6 Responses to Theory Will Only Get You So Far….

  1. MarkB says:

    To be fair, I don’t think it’s so much a case of teachers and schools being confused, as bloomin’ pissed-off with all the senseless, political jerking around they have to endure – it really doesn’t help good things happen.

  2. Spot on analysis …as usual, by David. There’s more than one way to skin a cat and when it comes to music, there seems to be plenty of options available for teachers and learners alike….especially with the web and social media. One problem we see in the states is that teachers often teach how they were taught, which is not only limiting but awfully short sighted. Another maddening factor is that somehow music teaching is thought of as an activity in which only school-agers participate. With all of the findings about the power of music, brain function and general well being seemingly overlooked in favor of “music makes kids smarter in math” campaigns to save public school programs. Perhaps we (as teachers) could reach a far wider audience by ‘marketing’ more carefully and by using the power of the web and technology to create more music makers of every demographic. The last thing we need is for government (or any ‘organization’ for that matter) to decide which is the right way to reach those who want to learn music. What we do need is more innovation and connectivity that will make more options available for music learners (and teachers) at all levels.

  3. Ben says:

    Well said, David! I couldn’t agree more, it is funny that in Australia it seems we could be heading down the same track if we don’t have enough support for informal learning. It was great that both yourself and Musical Futures had input and were mentioned in the recent review into music ed. Hopefully, more people will see the value of the Musical Futures approach here in Australia and we will see it take off!

  4. Richard Jones says:

    Hi Dave
    I don’t think Ofsted is saying symbol before sound, just that we should not be afraid to teach notation.. when the time is right!
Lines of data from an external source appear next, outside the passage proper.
Issue #2648, opened 2025-08-02
Improved transparency


ben2talk:
### Is your feature request related to a problem? Please describe.

Recent malware scares led me to notice this. My habit is to usually check the AUR page. I noticed many dodgy names in the last few days, but wouldn't know they were new if I were using yay.

### Describe the solution you'd like
1. Search 'google-chrome'
2. See this:
```
1 aur/google-chrome 138.0.7204.183-1 (+2291 10.86)
The popular web browser by Google (Stable Channel)
- Submitted: 2010-05-25 20:25 (UTC) Updated: 2025-07-29 21:37 (UTC)
- https://aur.archlinux.org/packages/google-chrome
```

This because: all the 'bad packages' discovered were brand new.

Sometimes packages are problematic because they weren't updated for an extremely long time.

There's no substitute for a clickable link that takes you to the AUR page.

### Describe alternatives you've considered

I looked at other AUR helpers, pamac/paru are just as 'bad'.

People say you MUST be able to 'vet' your own, however (look at chrome) the pkgbuilds can be extremely tough to analyse.

Seeing popularity is good - votes not so much of a guarantee (perhaps the uploaders of malware will have a dozen friends ready to get some votes registered).

Jguer:
I agree, the recent malware scares should move the needle on what "minimal display is"

https://github.com/Jguer/yay/pull/2330 has been gathering dust for a while as well to see if people upvoted it or the over issue, but I think would be a good inclusion. 
I think it would be a good idea to make this the default setting and keep an option for a minimal display. Even though I personally don’t like having so many different views, it would be helpful for others who don't like change.

tam1m:
I’ve been working on a feature that might go in a similar direction. It flags when packages changed maintainers since the last install/update, so you get a warning before proceeding. I think it's really important since a lot of using the AUR comes down to trusting maintainers. Users should really get notified of an important like this change before letting an update go through.

Looks like this:

![Image](https://github.com/user-attachments/assets/c2844ea5-772b-4686-81cd-001eec2c8500)

I built this by maintaining an offline database similar to how vcs packages are tracked. It's easily extensible for other attributes like upstreamurl for example. If there is interest, I’d be happy to open a PR for this.

relma2:
I came here to file a similar issue; my recommendation would be to **print a warning** if:
- the package is brand-new and uploaded by a brand-new user account
- and/or the package has very few upvotes
- and/or the package has very few downloads
[...]

PR #2650, opened 2025-08-07
Fix cleaning AUR always cleaning all packages

jdholtz:
Since #2644, specifying the `--clean` or `-c` argument would always clean all packages in the AUR cache, rather than needing to provide `-cc`. This PR reverts that change to restore normal functionality (`yay -Sca` removes non-installed AUR package caches and `yay -Scca` removes all AUR package caches). I also added a regression test to catch this if it happens again.

### DIFF
--- a/clean.go
+++ b/clean.go
@@ -52,7 +52,7 @@ func syncClean(ctx context.Context, run *runtime.Runtime, cmdArgs *parser.Argume
 	keepInstalled := false
 	keepCurrent := false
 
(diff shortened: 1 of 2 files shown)


Jguer (approved):

Jguer:
Well caught, thanks @jdholtz. I'll be cutting a release this weekend probably.
After that I think I'll start bigger discussions in https://github.com/Jguer/yay/issues/2648

PR #2653, opened 2025-08-10
Turn search results into clickable links to their repo pages

tam1m:
This turns package names in search results (e.g., `aur/package`) into clickable links pointing to their respective repo pages.

It uses OSC 8 sequences, which are supported by most modern terminals afaik. Terminals without OSC 8 support aren't effected by this and just ignore the added escape characters. 

Repo urls are managed in a map currently. I kept it at offical arch repos and the AUR for now, but I’m not sure if having links to repos other than the AUR is necessary at all tbh.

### DIFF
--- a/pkg/db/mock/repo.go
+++ b/pkg/db/mock/repo.go
@@ -39,6 +39,7 @@ type Package struct {
 	PReason       alpm.PkgReason
 	PDepends      alpm.IDependList
 	PProvides     alpm.IDependList
+	PArchitecture string
 }
 
 func (p *Package) Base() string {
@@ -95,7 +96,7 @@ func (p *Package) Validation() alpm.Validation {
 
 // Architecture returns the package target Architecture.
 func (p *Package) Architecture() string {
-	panic("not implemented")
+	return p.PArchitecture
 }
 
 // Backup returns a list of package backups.
--- a/pkg/query/query_builder_test.go
+++ b/pkg/query/query_builder_test.go
@@ -45,9 +45,9 @@ func TestSourceQueryBuilder(t *testing.T) {
 			verbosity:       Detailed,
 			wantResults:     []string{"linux-ck", "linux-zen", "linux"},
 			wantOutput: []string{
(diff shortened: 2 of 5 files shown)


jdholtz:
This is a super cool feature! Works for me on the latest Kitty version.

One thing I noticed is that the `RepoUrls` map doesn't have `devel` in it, even though it is part of the check on line 78. Adding `"devel": "https://aur.archlinux.org/packages"` to the map works though (not entirely sure if all devel packages are from the AUR).

tam1m:
@jdholtz Good catch! Fixed that. The `devel` repo is indeed for dev packages like -git or -svn from the AUR. Yay handles them differently and and just calls them `devel`. This PR is meant to only handle search results where `devel` won't appear, so it doesn’t matter much here. 
 
The changes in `upgrade.go` slipped in by accident. I might push a follow up PR later to handle clickable links in upgrade lists etc, so I added it to the map anyways.

Jguer (approved):

tam1m:
Is there even interest in extending this beyond the search results? I've played with this in a few more places [here](https://github.com/tam1m/yay/tree/feature/package-links-wip), but it’s getting kind of messy since there are so many different spots we’d need to touch to add this consistently throughout yays interface. Then there is places, like the pacman output, were we can't really do this easily at all. So I'm not sure. Would appreciate some feedback from others on this.

jdholtz:
I personally like the clickable links in the upgrade menu the most as it allows me to easily access changelogs when upgrading (go to Arch repo -> click on source link). Would there be an easy way to centralize outputting package names? For example, creating an `outputPackageNames` function and everywhere in the code call this function?

> Then there is places, like the pacman output, were we can't really do this easily at all.

I think this is fine as there are many things we are able to do with yay that we can't do with pacman (e.g. the fancy upgrade menu).

Jguer:
This is very nice, I'm merging this in as is and we can iterate from there, thanks @tam1m

GrumpyDave:
This new feature broke my scripts that use the yay search output.  I could add some sed filtering to remove it, but it would be nicer if you added an option to not embed extraneous hidden data in the output.  Or perhaps just not do so when stdout is redirected.

FWIW, the clickable links don't work on Konsole.  They don't change the visible output on the screen, so that much is okay.  They just aren't clickable.

CarloDePieri:
This broke my scripts as well.
I can also confirm that in Konsole and in urxvt they are not clickable.

PR #2689, opened 2025-10-13
Don't use OSC 8 links when output is not a terminal

### LINKED ISSUE #2688: Suppress OSC 8 clickable link codes in search output when redirected
Pull request #2653 added hidden OSC 8 codes to search output to make clickable links to the repo entries.  Those codes are fine for interactive use on a terminal, but they break scripts that redirect the search output for further processing.

I suggest that the OSC 8 codes be suppressed when stdout is redirected, just as is done with color codes for the same reasons.

jdholtz:
Fixes #2688. This uses the same method that is used by Yay to determine if color codes should be in the output. 

Since `UseColor` is also available in the `text` package, this could just use the `UseColor` variable and therefore would also be configurable and disabled when you decide to use Yay without color. I didn't add any tests for this as I didn't find it feasible to simulate a TTY that would be detected, but it'd be great to get suggestions on this to add a test for it.

### DIFF
--- a/pkg/query/query_builder_test.go
+++ b/pkg/query/query_builder_test.go
@@ -45,9 +45,9 @@ func TestSourceQueryBuilder(t *testing.T) {
 			verbosity:       Detailed,
 			wantResults:     []string{"linux-ck", "linux-zen", "linux"},
 			wantOutput: []string{
-				"\x1b]8;;https://aur.archlinux.org/packages/linux-ck\x1b\\\x1b[1m\x1b[34maur\x1b[0m\x1b[0m/\x1b[1mlinux-ck\x1b[0m\x1b]8;;\x1b\\ \x1b[36m5.16.12-1\x1b[0m\x1b[1m (+450\x1b[0m \x1b[1m1.51) \x1b[0m\n    The Linux-ck kernel and modules with ck's hrtimer patches\n",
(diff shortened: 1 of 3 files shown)


Jguer:
I think using `useColor` would be a good idea, especially because it lets you test both scenarios easily.

basically: `useColor=true` - all bells and whisles, `useColor=false` - programatic consumption

jdholtz:
I switched to using `UseColor` and added some tests for the `CreateRepoLink` function as well.

By the way, I think the pacman-git test fails are due to commits added in the last week. Probably [this one](https://gitlab.archlinux.org/pacman/pacman/-/commit/748e62fa58e247f22d0262517e367ce07cdc5672).

Jguer (approved):

krydos:
Hi guys, I wonder if someone can make release off of the current master to fix the `12.5.2`. Current 12.5.2 doesn't work well in `eshell` too which apparently doesn't support those codes. 

I just pulled latest master and my eshell issue is gone. 

Just to confirm, do I understand it right, that if pacman.conf doesn't have "Color" option uncommented - this new OSC 8 links functionality isn't going to be triggered?

jdholtz:
> Just to confirm, do I understand it right, that if pacman.conf doesn't have "Color" option uncommented - this new OSC 8 links functionality isn't going to be triggered?

That’s correct, so if it isn’t doing that then let me know as that is a bug. You can also do it with `--color=never` which should turn off color and these links as well.

PR #2705, opened 2025-11-19
fix: Correctly return exit status 1 when no packages are found

### LINKED ISSUE #2701: Status code returned is zero even though package does not exist
### Affected Version

yay v12.5.2 - libalpm v15.0.0

### Describe the bug

When running `yay -S some-unknown-package`, the return code is `0` even though the command did not succeeded with the installation of the unknown or removed package.

### Reproduction Steps

1. Type `yay -S gh-cli`
2. See that the package does not exist in the output
3. Type `echo $last_status` with `fish` shell and see that the error is 0 (success)

### Expected behavior

The command should issue a non-zero return code when a package does not exist, or provide an option to do so.

### Output

```
yay -S gh-cli                                                                                              I 
 -> Aucun paquet trouvé sur l'AUR correspondant à gh-cli
 il n'y a rien à faire
```

sarbojitrana:
**Fixes #2701**

### Summary
This commit addresses the issue where `yay -S <unknown-package>` returns an exit status of `0` (Success) even though the package resolution failed. This violates standard Unix conventions for scripting and automation, as shell scripts rely on non-zero exit codes to detect failure.

### Technical Rationale
The root cause was traced to the `GraphFromAUR` function in `pkg/dep` returning a `nil` error when all package targets failed to resolve, as it considered the *search operation itself* successful.

The fix implements the following changes:

1.  **Error Definition:** A new structured error, `ErrTargetNotFound`, was defined in `pkg/query/errors.go` to provide a specific, translatable error type for this failure mode.
2.  **Failure Tracking:** In `pkg/dep/dep_graph.go`, a counter (`packagesNotFound`) now tracks the number of targets that failed to be resolved in the AUR.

  5. Very well written post! But let me ask a question (not knowing anything about the Brittish school system): Is this all a consequence of a situation where the people responsible for the Ofsted report, and maybe the teachers as well, do not know how to work with assessment of practical musical skills? In Norway we’ve had a heavy emphasis on assessment for the last 5 years or so, resulting in lots of music teachers feeling they’re forced to bring a lot more theory to the music classes. I argue that this is simply because they are not trained in doing assessment of practical skills. One tends to believe that assessment in music, except in theory, will always depend on personal taste. I believe that is definitely wrong, and I have developed a system for assessment of performing and creative skills in general music classes. I’ve been giving courses for teachers all over Norway and they really appreciate it – letting them combine both formative and summative assessment with all the practical activities they believe in. There’s still a long way to go, but this approach to the antagonistic forces in music education has proven to be useful. As already mentioned, I don’t know a thing about your schools, but might the Ofsted-report, and the teachers response, suffer due to a lack of a proper system for assessment of performing and creative skills in music?

    • David says:

      I suspect there is some truth in what you’re saying. However, I suspect it’s more to do with the general ‘toughening up’ on English schools by the OFSTED agency. It’s only a year or so ago that they were saying that there was too much emphasis upon theory and not enough on practically making music.
      cross learning as a whole there is always a tendency to test what is easily measured – and it’s easier to measure theory (there’s usually a right or wrong answer) than grapple with the nuances of performance, as you’re successfully doing.
      How the English government think the best way to improve schooling is to alienate teachers, is beyond me.